UH plans to keep controversial Cancer Center director

UH plans to keep controversial Cancer Center director
Dr. Michele Carbone
Dr. Michele Carbone

KAKAAKO, OAHU (HawaiiNewsNow) - The University of Hawaii said it's developing a plan to "strengthen" the Cancer Center under the continuing leadership of Dr. Michele Carbone as director, in spite of the efforts of UH Manoa Chancellor Tom Apple to fire him.

Carbone has been the focus of 25 complaints by faculty in the last year and a half, more than any other UH entity.

Four cancer center researchers and professors opposed to Carbone spoke with Hawaii News Now Thursday.

"If he had left us alone to do our job, to do our research and try to repeatedly try to take our grants away and block our research activity, we wouldn't be here," said Unhee Lim, an associate researcher who's been at the Cancer Center for five years.

But the center's associate director points to the new Cancer Center building, completed earlier this year, as an example as Carbone's success.

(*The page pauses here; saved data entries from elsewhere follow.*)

PR #215, opened 2024-10-28
Maintain login view visibility on doc updates

### LINKED ISSUE #209: When any changes are saved, it jumps to the login_screen page and it can't login.
When any changes are saved, it jumps to the login_screen page and it can't login. You have to `cargo run` again. It's hard to debug.

joulei:
Fixes #209

Since makepad is currently reseting the visibility (to the original value in the DSL) of the view on doc updates, we simply keep track of the login status at the app level and update visibility on `after_update_from_doc`.

### DIFF
--- a/src/app.rs
+++ b/src/app.rs
@@ -159,7 +159,11 @@ impl LiveRegister for App {
     }
 }
 
-impl LiveHook for App { }
+impl LiveHook for App {
+    fn after_update_from_doc(&mut self, _cx:&mut Cx) {
+        self.update_login_visibility();
+    }
+}
 
 impl MatchEvent for App {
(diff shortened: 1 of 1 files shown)


kevinaboos (approved):
Thanks.

Yeah I had known this would be an issue when we added the login screen quickly a few weeks ago. Another solution I thought of was to just make the login screen invisible by default in the DSL and then only explicitly set it to visible when login is needed (e.g, the  CLI args or auto-restored session didn't work). That way the login screen would never by displayed by default, only on demand. But this works too; there's no real benefit either way. 

In the future we'll also need ways to dynamically re-show the login screen during normal execution, the most common case being if a user chooses to explicitly sign out.

PR #216, opened 2024-10-28
Do not re-select already selected rooms

joulei:
We caught a redraw loop in the `RoomScreen` instances, and the issue turned out to be calling `dock.select_tab` on an already selected tab constantly. The tab selection causes a redraw of the Dock which in turn was triggering a redraw of `MainDesktopUI` which was calling `select_tab` again unnecessarily and triggering a redraw cycle.

While this fixes the issue we want to soon improve this from the Dock side. I also have plans to improve its API to help keep track of open rooms, selected tabs, splitters, etc.


kevinaboos (approved):
nice, thanks! good catch.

"Under this leadership we've accomplished so much. I think we're poised to accomplish a lot more. So in that sense, I just don't want to have a change that could stop us doing what we can do," said Brian Issell, the center's associate director of clinical science and translational research.

In one faculty complaint, UH found Carbone's attempts to remove Dr. Loic Le Marchand and another researcher from an $8 million research project were improper and jeopardized further funding.

"It really looks bad for the University of Hawaii and I think as well has compromised our chances of getting funded through new grant applications," Le Marchand said.

Le Marchand is one of UH's most productive researchers, who was awarded two large grants worth $40 million last year.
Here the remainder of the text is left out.